In our 2017 paper, we gave participants ultimate control over the duration of the preparation interval by instructing them to maintain their gaze on the central task-cue until they were ready to perform the relevant task. The stimulus appeared as soon as they shifted their gaze away from the cue. We partitioned the data into quartiles based on the duration of the self-paced preparation interval and found that although the (residual) switch cost and the delay in orienting remained reliable at the two longest CTIs (mean durations over participants: 671 ms and 1134 ms), participants were able to eliminate attentional inertia. That is, they did not preferentially fixate the digit associated with the task performed on trial n-1 on switch trials. Indeed, the proportion of fixations on either of the task-irrelevant digits in this experiment was very low in all but the shortest CTI (mean duration = 466 ms). Taken together with the findings from our earlier studies that consistently found attentional inertia at longer CTIs, this pattern of results seems to indicate that participants were using the self-paced preparation interval to actively prepare for the upcoming task and monitor their readiness to perform it. It is not easy to explain either of these processes under PEP without deferring to an executive control homunculus to do the jobs of active preparation (rapidly overcoming attentional inertia) and monitoring the preparation process for signs that it had been achieved.

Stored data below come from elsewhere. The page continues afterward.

PR #4745, opened 2024-11-19
Remove "In Arcs" header when there are no arcs to display.

clincoln8:
One side effect of this change is that the footer does not stick to the bottom of the page for short pages. This is non blocking for now might may be addressed in follow up changes.

Before:
image

After:
image


beets (approved):
thanks for the fix!

PR #4749, opened 2024-11-20
Add alternate health check route for website server

hqpho:
Routes ending with "z" are reserved by Cloud Run: https://cloud.google.com/run/docs/known-issues#ah


keyurva (approved):
"super" :)

PR #4751, opened 2024-11-21
Adds a list of words to skip Autocomplete trigger and abort old requests

gmechali:
The list of words can grow later, for now we're just taking the keywords from the queries in the homepage.
Skipping the old requests became a requirement because requests for TELL would return faster than the previous one for TEL, so we still saw results from "TEL".

This PR fixes both of these things.


beets (approved):
thanks for these fixes!

dwnoble (approved):

PR #4756, opened 2024-11-25
Emotion and homepage updates

nick-nlb:
## Description

This PR contains three related updates:

### Homepage redesign

The homepage redesign is implemented based on the Homepage Improvements Figma ([link to figma](https://www.figma.com/design/G3D7geGkxHC23lom91oFkE/DC-Homescreen?node-id=701-2802&node-type=frame&t=8C10qesTLIeOxDYI-0)).

### Emotion

The core homepage, about page and build page components have been reworked into emotion, with localized styles defined within the component itself. A corresponding emotion theme (which will continue to be expanded on) is provided.

### Component rework

In doing the emotion conversion, the components themselves have been significantly refactored and reworked into:
* elements: these are small components such as chips, boxes, that can be used either independently or as part of a set within a larger component
* content: these are content components that typically represent a block on the page. These include things like hero components, chip sets, brick walls, and other re-usable pieces of content. Note that these components are generic and do not contain page specific content. Page specific content is provided to the components when they are used.
* layout: there are two layout components: Section and Separator. Section will wrap a page block and provide the padding and background color of that section (these are adjustable within the block). Separator allows extra padding to be added to the page in fixed amounts, with an optional border.

The page content itself will always be located within that page’s `app` directory. So all about page content is located in `static/js/apps/about/components`. These app-specific components make use of the generic content components and providing them with the actual content.

### Merging Note

Once the changes are approved we will apply updates to the relevant webdriver tests.

### DIFF
--- a/static/js/apps/homepage/app.tsx
+++ b/static/js/apps/homepage/app.tsx
@@ -36,7 +36,7 @@ import theme from "../../theme/theme";
 import { BuildYourOwn } from "./components/build_your_own";
 import { HomeHero } from "./components/home_hero";
 import { SampleQuestions } from "./components/sample_questions";
-import Tools from "./components/tools";
+import { Tools } from "./components/tools";
 import { UnitedNations } from "./components/united_nations";
 
 interface AppProps {
--- a/static/js/apps/homepage/components/tools.tsx
+++ b/static/js/apps/homepage/components/tools.tsx
@@ -36,7 +36,7 @@ interface ToolsProps {
   routes: Record<string, string>;
 }
 
-const Tools = ({ routes }: ToolsProps): ReactElement => {
+export const Tools = ({ routes }: ToolsProps): ReactElement => {
   const theme = useTheme();
   return (
     <>
@@ -123,5 +123,3 @@ const Tools = ({ routes }: ToolsProps): ReactElement => {
     </>
   );
 };
-
-export default Tools;
--- a/static/js/components/content/brick_wall.tsx
+++ b/static/js/components/content/brick_wall.tsx
@@ -38,10 +38,10 @@ const patterns = [
 export const BrickWall = ({ title, bricks }: BrickWallProps): ReactElement => {
   const theme = useTheme();
 
-  // This function spreads the bricks among the columns, effectively generating the mortar pattern based on the pattern set
-  // given above. Each column is represented by an object containing the bricks, and a patternEntry array that gives the corresponding
-  // pattern type for the brick at that index (i.e., does the brick take up two spaces or one). This is used in the component to
-  // correctly style the bricks.
+  // This function spreads the bricks among the columns, effectively generating the mortar pattern based on the
+  // pattern set given above. Each column is represented by an object containing the bricks, and a patternEntry
+  // array that gives the corresponding pattern type for the brick at that index (i.e., does the brick take up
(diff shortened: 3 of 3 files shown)


static/js/apps/about/components/who_can_use.tsx
```diff
@@ -0,0 +1,46 @@
...
+export const WhoCanUse = (): ReactElement => {
+  return (
+    <MediaText
+      mediaType="video"
+      mediaSource="O6iVsS-RDYI"
+      header="Who can use it"
+      headerComponent="h3"
+    >
+      <p>
+        Data Commons can be accessed by anyone here at Datacommons.org.
```
dwnoble, line 36: Looks like the figma has an href around Datacommons.org here, though it's not in the current live version. Could you add the link?

static/js/apps/about/components/splash_quote.tsx
```diff
@@ -0,0 +1,33 @@
...
+import Quote from "../../../components/content/quote";
+
+/**
+ * A component to display the splash quote section at the top of about page
+ */
+
+export const SplashQuote = (): ReactElement => {
+  return (
+    <Quote
+      quote="Every moment around the world people and organizations are generating data that can be extraordinarily useful and I think we have to find the way to harness that to solve problems.
```
dwnoble, line 28: I noticed some slight differences in padding & responsive behavior between the new & old quote:

static/js/apps/build/components/build_hero.tsx
```diff
@@ -0,0 +1,65 @@
...
+          >
+            Learn how
+          </a>
+        </h2>
+      </HeroColumns.Left>
+      <HeroColumns.Right>
+        <div>
+          <h4>Build and deploy your own</h4>
+          <p>
+            Launch your own Data Commons and customize it with your own data
```
dwnoble, line 45: should be "own data **to** better engage"

static/js/apps/build/components/build_hero.tsx
```diff
@@ -0,0 +1,65 @@
...
+            href="https://docs.datacommons.org/custom_dc?utm_source=buildpage_hero"
+            title="Build your own Data Commons"
+          >
+            Learn how
+          </a>
+        </h2>
+      </HeroColumns.Left>
+      <HeroColumns.Right>
+        <div>
+          <h4>Build and deploy your own</h4>
```
dwnoble, line 43: Looks like the font sizes are slightly different here compared to what's in production:

Screenshot 2024-12-06 at 10 28 57 PM

static/js/apps/homepage/app.tsx
```diff
@@ -56,24 +59,41 @@ export function App({
...
+      </Section>
+
+      <Section variant="small">
+        <Tools routes={routes} />
+      </Section>
+
+      <Separator border={false} variant="small" />
+
+      <Section variant="large" colorVariant="dark">
+        <BuildYourOwn routes={routes} />
```
dwnoble, line 85: Looks like the figma has some copy updates for this page:

Screenshot 2024-12-06 at 10 43 57 PM

dwnoble (commented):
Pablo and Nick,

Thanks for these changes-they look great. Left a few comments with some minor style & copy callouts, and one stylistic question about `styled` vs inline `css` in emotion

dwnoble (approved):
Thanks Nick & Pablo!

PR #4770, opened 2024-12-04
Reformat NodeJS failure email subject

hqpho:
Right now, failures in different environments are lumped into the same thread in the Google Groups UI. b/253630058 explains that this is because anything in square brackets at the start of the subject line is ignored.


chejennifer (approved):
good find, thanks for fixing!

PR #4771, opened 2024-12-05
Only show the Google Map widget on Place pages for places contained within the US

gmechali:
The Geometry coordinates for detailed Google maps boundaries is only available for places contained in the USA (not even the USA country), so we only want to show that component for the places contained within the USA.


dwnoble (approved):
Thanks Gabe!

PR #6505, opened 2026-07-24
fix(build): remove latest tag from cloudbuild.push_image.yaml

clincoln8:
## Goal
Remove the automatic pushing of the `:latest` tag in `build/ci/cloudbuild.push_image.yaml` during manual/dev container image builds.

## Key Aspects of the Approach
* Removed `--tag ...:latest` build options and `docker push ...:latest` steps for both `datacommons-services` and `website-cron-testing` images in `build/ci/cloudbuild.push_image.yaml`.
* Guarantees that ad-hoc/dev image pushes (e.g. via `./scripts/push_image.sh`) only push to the explicitly provided tag (`_TAG`, such as `dev-<git-hash>`), preserving tag isolation for downstream environments.

## Testing & Verification
* Verified `build/ci/cloudbuild.push_image.yaml` step definitions against image tagging expectations.

### DIFF
--- a/build/ci/cloudbuild.push_image.yaml
+++ b/build/ci/cloudbuild.push_image.yaml
@@ -57,10 +57,8 @@ steps:
           --build-arg MIXER_HASH=$(cat mixer_hash.txt) \
           --build-arg WEBSITE_HASH=$(cat website_hash.txt) \
           --tag gcr.io/$_PROJECT_ID/datacommons-services:${_TAG} \
-          --tag gcr.io/$_PROJECT_ID/datacommons-services:latest \
           .
         docker push gcr.io/$_PROJECT_ID/datacommons-services:${_TAG}
-        docker push gcr.io/$_PROJECT_ID/datacommons-services:latest
     waitFor: ["resolve-hashes"]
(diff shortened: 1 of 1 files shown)


build/ci/cloudbuild.push_image.yaml
```diff
@@ -95,10 +93,8 @@ steps:
         DOCKER_BUILDKIT=1
         docker build -f build/website_cron_testing/Dockerfile \
           --tag gcr.io/$_PROJECT_ID/website-cron-testing:${_TAG} \
-          --tag gcr.io/$_PROJECT_ID/website-cron-testing:latest \
```
gmechali, line 98: my guess is our CI isn't going to automatically put it back in so if we submit this without the change to the trigger, we will never push a latest again?

I dont think it's worth your time rn tbh. A minor nuisance for now that we will fix :)

gmechali: chatted oflfine, seems like it uses a different one from the trigger.

gmechali (approved):
thanks!

PR #6533, opened 2026-07-28
add logic to read numerical value from config

shixiao-coder:
This change add theshold from app config and use this logic to set the spanner embeddings theshold from it


server/lib/feature_flags.py
```diff
@@ -132,6 +133,20 @@ def is_feature_enabled(feature_name: str, app=None, request=None) -> bool:
...
+
+  if not is_feature_enabled(feature_name, app, request):
+    return default_value
+  feature_flags = app.config.get('FEATURE_FLAGS', {})
+  flag_config = feature_flags.get(feature_name, {})
+
+  if not flag_config:
+    return default_value
+
+  return flag_config.get('numerical_value', default_value)
```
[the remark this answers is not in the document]
shixiao-coder: added app with resolve_flask_app

server/tests/lib/feature_flag_test.py
```diff
@@ -279,3 +280,26 @@ def test_spanner_diversion_ip_overrides(self):
...
+    mock_feature_flags(self.app, [TEST_FEATURE_FLAG], True)
+    with self.app.test_request_context():
+      self.assertEqual(
+          get_feature_flag_value(TEST_FEATURE_FLAG, 0.5, self.app), 0.5)
+
+    # Test disabled flag returns default_value
+    mock_feature_flags(self.app, [TEST_FEATURE_FLAG], False)
+    with self.app.test_request_context():
+      self.assertEqual(
+          get_feature_flag_value(TEST_FEATURE_FLAG, 0.5, self.app), 0.5)
```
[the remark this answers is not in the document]
shixiao-coder: this is intentional, all tests are passing app

server/app_env/_base.py
```diff
@@ -123,3 +123,5 @@ class Config:
   # Target parameter for v2/resolve API calls when resolver=indicator
   V2_RESOLVE_INDICATORS_TARGET = os.environ.get('V2_RESOLVE_INDICATORS_TARGET',
                                                 '')
+  # Threshold for Spanner vector search embeddings resolution in NL search.
+  SPANNER_EMBEDDING_THRESHOLD = 0.7
```
gmechali: https://github.com/shixiao-coder/mixer/blob/fb6bfc6164751f66ebb461f4960caacf0f3ec738/internal/server/spanner/spanner_config/default.yaml

hey xiao, why can't we just use this file where you already put spanner search related configurations? wouldn't that be a better place?

shixiao-coder: That one is used as a v2/resolve level filter, the purpose is to control v2/resolve quality for all use case (website, MCP etc.). I would prefer to separate it with the threshold we provide to website. This is the same/similar behavior through NL server, website are having a different threshold with mixer. lmk if there is a preference to unifying it

server/integration_tests/test_data/demo_fallback/query_1/chart_config.json
```diff
@@ -9,13 +9,34 @@
               {
                 "tiles": [
                   {
-                    "type": "PLACE_OVERVIEW"
```
shixiao-coder, line 12: verified the change is reasonable, it will filter out all SV with threshold 0.7 and able to capture SV with threshold 0.6

server/integration_tests/test_data/e2e_correlation_simple_place/foreignbornvs.nativeborninsunnyvale/chart_config.json
```diff
@@ -10,308 +10,115 @@
                 "tiles": [
                   {
                     "statVarKey": [
-                      "Count_Person_5OrMoreYears_ForeignBorn"
+                      "Count_Person_5OrMoreYears_ForeignBorn",
```
shixiao-coder: restores back to two SVs as the test intended

server/integration_tests/test_data/e2e_correlation_simple_place/nativebornvs.medianincomeinsunnyvale/chart_config.json
```diff
@@ -10,55 +10,28 @@
                 "tiles": [
                   {
                     "statVarKey": [
-                      "Median_Income_Person_15OrMoreYears_WithIncome_ForeignBorn"
+                      "Count_Person_ForeignBorn"
```
shixiao-coder: properly filter-in MultiSV after threshold decrease

server/integration_tests/test_data/e2e_edge_cases2/whatcrimesareconsideredfeloniesvs.misdemeanorsintheus/chart_config.json
```diff
@@ -14,16 +14,16 @@
                     },
                     "statVarKey": [
                       "Count_CriminalActivities_CombinedCrime_scatter",
-                      "Count_CriminalActivities_AggravatedAssault_scatter"
```
shixiao-coder: heuristic dection type can already find SVs above threshold and didn't goes to LLM detection like before

server/integration_tests/test_data/e2e_single_date/whatwastheaveragehousepricefor2brhouseinmountainviewdecadeago/chart_config.json
```diff
@@ -145,24 +177,21 @@
                       "geoId/0649670"
                     ],
                     "statVarKey": [
-                      "Count_HousingUnit_WithTotal2Rooms_multiple_place_bar_block_2016",
```
shixiao-coder, line 148: we have more SVs to show with lower threshold and not showing the related like before

server/integration_tests/test_data/e2e_toolformer_rag_mode/foreignbornvs.nativeborninsunnyvale/chart_config.json
```diff
@@ -9,20 +9,23 @@
...
                 "tiles": [
                   {
-                    "barTileSpec": {
-                      "maxPlaces": 15,
-                      "maxVariables": 15,
-                      "sort": "DESCENDING"
-                    },
-                    "comparisonPlaces": [
-                      "geoId/0677000",
-                      "geoId/06"
```
shixiao-coder, line 19: we are able to capture the 2 SV like before

server/integration_tests/test_data/multisv/query_3/chart_config.json
```diff
@@ -4,6 +4,35 @@
     "categories": [
       {
         "blocks": [
+          {
```
shixiao-coder: Lowering the theshold would cause multiSV to be captured and the related SVs to be excluded by multiSV by filter_with_single_var and exclude all top ranked SVs as a result.

This happens under test=filter_test setup. Without this setup, the query keeps the same

server/integration_tests/test_data/e2e_edge_cases2/countiesincaliforniawhereincomeisover50000/chart_config.json
```diff
@@ -4,6 +4,459 @@
     "categories": [
       {
         "blocks": [
+          {
```
shixiao-coder: under test=filter_test cases, this test will include more SVs with lower threshold, however order is not deterministic

the lowering of threshold include MultiSV into the case and causing the fulfillment to go through filter_with_dual_vars (changes the order from v2/observation) instead of filter_with_single_var (only return 1 chart, keep the order from v2/node)

server/integration_tests/test_data/place_detection_e2e_dc/query_2/chart_config.json
```diff
@@ -73,10 +73,335 @@
               {
                 "tiles": [
                   {
+                    "barTileSpec": {
```
shixiao-coder: lowering the threshold causing us to capture 20+ SVs&topics instead of previous 2 SV&topics only.
The fulfillment logic allows max 2 individual chart before the group Bar chart for SVs > 3.
When we have only 2 SV, we allows 10 individual chart from topic and causing the reranking to happen between charts
This is the expected behavior

beets (commented):
Sorry for the late review - but for changes like this, we should split it with: 
- application logic update to add support for the flag (but keeping the value stable)
- a follow on PR where we start playing with the threshold.

The flag support should be straightforward and we can hone in on the right value for the flag after.

Separately, any reason why we shouldn't extend support to do this via feature flag instead? Changes to the thresholds using the env files require full binary rebuilds. I believe we have this support in the mixer feature flags already.

gmechali (approved):

PR #6536, opened 2026-07-28
[v0/v1 migration] Remove deprecated ranking pages

nick-nlb:
## Description

This PR removes the deprecated legacy ranking page and its associated components, routes and tests.


juliawu (approved):
Hooray for un-launches! Thank you for the cleanup.

PR #6538, opened 2026-07-28
[feature-flags] Add PR warning annotations, oncaller CODEOWNERS, and deployment review reminders for production flag updates

beets:
## Summary
This PR improves safety, review visibility, and team coordination around production feature flag changes in the `website` repository.

## Changes
- **CODEOWNERS (.github/CODEOWNERS)**:
  - Fixed a directory path typo (`server/config/feature_flag_config/` → `server/config/feature_flag_configs/`).
  - Assigned `@datacommonsorg/oncallers` as the Code Owner for `server/config/feature_flag_configs/production.json`.
- **GitHub PR Review Checklist (.github/workflows/feature-flag-checks.yml)**:
  - Created a new GitHub Actions check that runs on pull requests modifying `server/config/feature_flag_configs/production.json`.
  - Surfaces an inline GitHub warning annotation (`::warning::`) across the PR **Conversation** and **Files changed** tabs with a 6-point review checklist:
    1. **Staging Validated**: Ensuring exact changes were tested in staging.
    2. **Rolling Restart**: Reminding that merging triggers a rolling pod restart in production.
    3. **Cache Invalidation**: Reminding to clear Redis cache if API responses change.
    4. **Time Window**: Encouraging global working hours and requiring lead approval for Fri–Sun updates.
    5. **Oncall Communication**: Advising coordination and announcement on the oncall thread.
    6. **Type Safety**: Verifying binary type compatibility.
- **CLI Deployment Safety (scripts/update_gcs_feature_flags.sh)**:
  - Added a reminder to conduct a careful review, coordinate with the oncaller, and announce updates on the oncall thread before confirming a Kubernetes cluster restart.

## Testing
- Verified workflow YAML syntax and multi-line annotation message formatting.
- Verified bash syntax for interactive prompts in `update_gcs_feature_flags.sh`.

PR #6543, opened 2026-07-29
[feature-flags] Update workflow to post to the PR comment thread directly

beets:
The last PR #6538 added the note in the check which won't be as visible. Updating it to be inline with the PR comments -- will need to test this post-merge with a benign change that I won't submit.


juliawu (approved):
Thanks! I like this checklist.

beets:
verified that this worked!

image

PR #6547, opened 2026-07-30
add the feature flag use_config_threshold_for_spanner_embedding to gate using new config 0.6 threshold from default 0.7 threshold

shixiao-coder:
This PR add the feature flag in non prod environment and default to false

When false, we will read default value 0.7 from the code,
When true, we will set config value to be 0.6 based on test result https://docs.google.com/spreadsheets/d/12d9BPJagWS5z2WA8En9JY71TyGrCYpIBQ4LqI0JJ2v4/edit?gid=1132426848#gid=1132426848


gmechali (approved):
Make sure you submit this one first! And that it gets to staging before you ensble the flag in staging. That might only be next week, given that staging was cut a few hours ago. 

https://github.com/datacommonsorg/website/pull/6533

PR #6548, opened 2026-07-30
add the use_config_threshold_for_spanner_embedding feature flag to prod following the flag for other env setup

shixiao-coder:
This PR add the feature flag in prod environment and default to false

When false, we will read default value 0.7 from the code,
When true, we will set config value to be 0.6 based on test result https://docs.google.com/spreadsheets/d/12d9BPJagWS5z2WA8En9JY71TyGrCYpIBQ4LqI0JJ2v4/edit?gid=1132426848#gid=1132426848


juliawu (approved):

gmechali (commented):
Can you ping us when your PR made it to production github.com/datacommonsorg/website/pull/6533
So we can approve this then. A bit too early for this PR :)

gmechali (approved):
approved, thanks!

PR #6557, opened 2026-08-03
[v0/v1 migration] Remove deprecated SDG topic generation tools

nick-nlb:
## Description

This PR removes now unsed SDG topic generation tools (that used the soon-to-be-deprecated v1/bulk/variable/group endpoint).


dwnoble (approved):

dwnoble:
Thanks Nick! There may also be some gitignore lines here to get rid of: https://github.com/datacommonsorg/website/blob/master/.gitignore#L72-L73

nick-nlb:
> Thanks Nick! There may also be some gitignore lines here to get rid of: https://github.com/datacommonsorg/website/blob/master/.gitignore#L72-L73

Done! I also noticed that the following two (similar) directives in the gitignore are also not relevant and they are removed too.

PR #6558, opened 2026-08-03
Refine download CSV headers and preview UI

pablonoel:
Rename tidy CSV header constants to friendlier labels (e.g. "ISO code", "Date", "Value") to match the new download tool. Simplify page layout by removing an extra wrapper and render Preview directly. Improve Preview: move stat-var titles into the preview header, make header/button responsive, adjust padding/gaps, and add table styling (responsive overflow, borders, font sizing, and cell padding) for better readability and UX.

localhost_8080_tools_download(Laptop SM)

localhost_8080_tools_download(Laptop SM) (1)


server/routes/shared_api/csv.py
```diff
@@ -34,18 +34,18 @@
...
+    "Date",
+    "Import name",
+    "Measurement method",
+    "Observation period",
+    "Provenance URL",
+    "Scaling factor",
+    "Unit",
+    "Unit display name",
+    "Value",
     "Variable properties name",
```
kmoscoe: This should just be Name.

server/routes/shared_api/csv.py
```diff
@@ -34,18 +34,18 @@
...
-    "Variable observation metadata unitDisplayName",
-    "Variable observation value",
+    "Date",
+    "Import name",
+    "Measurement method",
+    "Observation period",
+    "Provenance URL",
+    "Scaling factor",
+    "Unit",
+    "Unit display name",
```
kmoscoe: You shouldn't need to have this. It should just say "Unit".

server/routes/shared_api/csv.py
pablonoel: Wild do!

server/routes/shared_api/csv.py
pablonoel: Will do!

nick-nlb: There are still some issues with Unit.

The preview is actually displaying the Unit DCID. This is what is called "Unit".

The actual download contains both "Unit" (the Unit DCID), and then "Unit display name". Additionally, the "Unit display name" is the last column, rather than being next to the Unit DCID.

* Move what is currently called the "Unit display name" column to be adjacent to "Unit DCID".
* Should we display what is currently the "Unit display name" in the preview, rather than the Unit DCID? (I.e. USD rather than USDollar). @kmoscoe or @miss-o-soup could confirm.
* We could then rename that as "Unit", and call the other column "Unit DCID" (pending confirmation above).

Either way, the current implementation still contains "Unit display name", and so the comment isn't yet resolved.

static/js/tools/download/preview.tsx
```diff
@@ -42,6 +42,17 @@ import { DATE_ALL, DownloadOptions } from "./context";
 const NUM_ROWS = 7;
 const SECTION_ID = "preview-section";
 const DOWNLOADED_RESET_DELAY_MS = 1500;
+// Columns hidden from the preview table (still included in the downloaded
+// CSV).
+const PREVIEW_HIDDEN_COLUMNS = new Set<string>([
```
nick-nlb, line 49: Can we add a comment here indicating the file in which the CSV columns are defined, as well as a note that these need to be in sync, and so if the columns in one place are updated, they need to be updated in the other place.

After that, let's add in a comment in the corresponding file where the CSV file is defined, indicating the same (if those column titles are renamed, the versions in this file also need to be renamed.

nick-nlb (commented):
Thank you for this Pablo.

There are three remaining things left:

* Ensure that the Unit names are handled as per @kmoscoe and @miss-o-soup 's spec
* Add the comments referenced here
* Once the columns are finalized, we need to update the tests/mocks to match these new columns (I have updated the tests to bring up to the current state).

server/routes/shared_api/csv.py
pablonoel: Noted, pushed the swap of position and naming, both crosschecked with @miss-o-soup. 

Original field key | CSV column name (TIDY_CSV_HEADER_ROW) | In preview table?
-- | -- | --
place (entity dcid) | Entity DCID | Yes
entity.name | Entity name | Yes
entity.isoCode | ISO code | Yes
sv (variable dcid) | Variable DCID | Yes
variable_props[sv].name | Variable name | Yes
observation.date | Date | Yes
observation.value | Value | Yes
facet.unitDisplayName | Unit | Yes
facet.unit | Unit DCID | Hidden
facet.measurementMethod | Measurement method | Yes
facet.provenanceUrl | Provenance URL | Yes
facet.importName | Import name | Hidden
facet.observationPeriod | Observation period | Hidden
facet.scalingFactor | Scaling factor | Hidden

static/js/tools/download/preview.tsx
pablonoel: Comments added.

nick-nlb (approved):
Thank you Pablo!

PR #6567, opened 2026-08-05
[oncall cleanup] Disable periodic Node.js query testing

n-h-diaz:
Turn down periodic Node.js query testing across automated builds

### Description
This change introduces an explicit toggle (`enableNodejs: false`) to disable periodic Node.js query tests in automated GKE cron executions by default. This reduces automated test churn and email alert noise from `datacommons-alerts+tests@google.com` while the Node.js server is scheduled for future deprecation. Manual testing remains fully supported via existing CLI scripts or by toggling the flag.

### Changes
* Add `enableNodejs: false` to default Helm configuration in `values.yaml` and explicitly under `cronTesting` in `autopush.yaml`.
* Expose `enableNodejs` in the `cron-testing-config` Kubernetes ConfigMap and wire the `ENABLE_NODEJS` environment variable into the GKE CronJob template.
* Update `run_website_cron_tests.sh` to check `ENABLE_NODEJS == "true"` before running query tests and differ notifications.
* Update documentation in `gke/README.md` and `tools/nl/nodejs_query_differ/README.md` explaining the test toggle and deprecation status.


juliawu (approved):
Thanks for the changes! I like the added consistency of having an `enableNodejs` to match `enableSanity` and `enableAdversarial`.

Just flagging to all reviewers that setting the default to false means this would also stop the Nodejs query testing cron for the dev environment.

Also a suggestion: Maybe we want to update deploy/helm_charts/envs/staging.yaml to use `enableNodejs: true` instead of `nodejsApiRoot: ""` for clarity, but I don't think that blocks this PR.

n-h-diaz:
> Thanks for the changes! I like the added consistency of having an `enableNodejs` to match `enableSanity` and `enableAdversarial`.
> 
> Just flagging to all reviewers that setting the default to false means this would also stop the Nodejs query testing cron for the dev environment.
> 
> Also a suggestion: Maybe we want to update deploy/helm_charts/envs/staging.yaml to use `enableNodejs: true` instead of `nodejsApiRoot: ""` for clarity, but I don't think that blocks this PR.

Thanks for the review! Updated dev yaml to explicitly set enableNodejs to false, and also set enableNodejs false on staging for consistency

PR #6576, opened 2026-08-11
[oncall] Fix Explore sanity test context sharing and remove unsupported sample query

n-h-diaz:
## 1. Problem
During the weekly staging promotion sanity tests, the test suite was failing on the Explore health query: ["Does obesity correlate with lack of sleep in US counties?"](https://staging.datacommons.org/explore?enable_feature=enable_stat_var_autocomplete#q=Does%20obesity%20correlate%20with%20lack%20of%20sleep%20in%20US%20counties%3F) with repeated timeouts, despite the query resolving successfully to charts when visited directly in a browser.

## 2. Root Cause
1. SPA Context Accumulation in Test Runner: sanity.py iterates through all landing page sample queries sequentially within a single browser session. Because all explore query URLs share the same path (/explore) and only differ by the URL hash fragment (/explore#client=ui_landing&q=...), Selenium's driver.get() updates the hash without triggering a full page reload or unmounting the React app. As a result, savedContext.current in app.tsx accumulated conversational history from all preceding queries.

2. Suppression of LLM Fallback & Correlation Misrouting: When evaluating "Does obesity correlate with lack of sleep in US counties", heuristic SV matching misses "lack of sleep" under the recent Spanner embedding resolution.

* Without prior context: need_llm() triggers Gemini LLM fallback, correctly extracting both metrics and fulfilling 29 chart tiles.
* With prior context: Because the previous query ("How does child immunizations correlate with life expectancy in Asia") had existing SVs in context, need_llm() assumed the query was an incomplete follow-up and suppressed LLM fallback. The fulfillment handler then attempted a contextual correlation (context-sv-correlation) with the previous query's Asian child immunization variables, yielding 0 charts and falling back to a single PLACE_OVERVIEW tile for country/USA.
* The frontend's shouldSkipPlaceOverview() detected the single place overview tile and automatically redirected to /place/country/USA, where .explore-charts does not exist, triggering the test timeout.

3. Unsupported Demographics Sample Query: Removing the context sharing revealed that ["Which state in the US has most people of Caribbean origin?"](https://datacommons.org/explore?#q=Which%20state%20in%20the%20US%20has%20most%20people%20of%20Caribbean%20origin%3F) in topics.json had no matching statistical variable in Data Commons and was previously only passing by relying on context from earlier immigrant queries.

## 3. Changes
1. Isolate Explore Test Cases (sanity.py):
Navigates to about:blank prior to loading each explore URL in WebsiteSanityTest.explore(), ensuring each query is evaluated in a clean session without in-memory state carrying across test cases.
2. Remove Unsupported Example Query (topics.json):
Removed "Which state in the US has most people of Caribbean origin?" from the Demographics landing page examples (aligned with [#6514](https://github.com/datacommonsorg/website/pull/6514)).

## 4. Testing
* Verified Does obesity correlate with lack of sleep in US counties? now passes in ~1.3s.
* Ran full sanity suite locally against staging; all 100+ landing and homepage queries pass.


nick-nlb (approved):
Thank you Natalie, especially for the detailed write-up and explanation of the problem and solution.

PR #6579, opened 2026-08-12
remove the legacy feature flag of gemini 3

shixiao-coder:
The gemini 3 feature flag was use when we roll up from 2.5 to 3, it's no longer needed, all non prod env has removed this feature flag


nick-nlb (approved):
LGTM - thanks Xiao

gmechali (approved):

PR #186, opened 2020-02-27
Fix group roles filter

PanSpagetka:
Fix filtering Group roles with multiple different filters


mmenestr:
Are there any screenshots I can see?

karelhala:
@mmenestr not really, this was a bug that when we applied name filter and description filter on the one that was changed as last was applied. Basically the chips were lying.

In summary, I am impressed by how many of the common empirical findings in the task switching literature Schmidt and colleagues (2020) were able to model without invoking an executive. However, I am not altogether convinced that they have erased the homunculus from memory once and for all. Although I appreciate the work they have done so far in allowing a small platoon of idiots to flourish (Monsell & Driver, 2000), I look forward to seeing how much more of the executive they can dissolve, deconstruct, or fractionate in the future.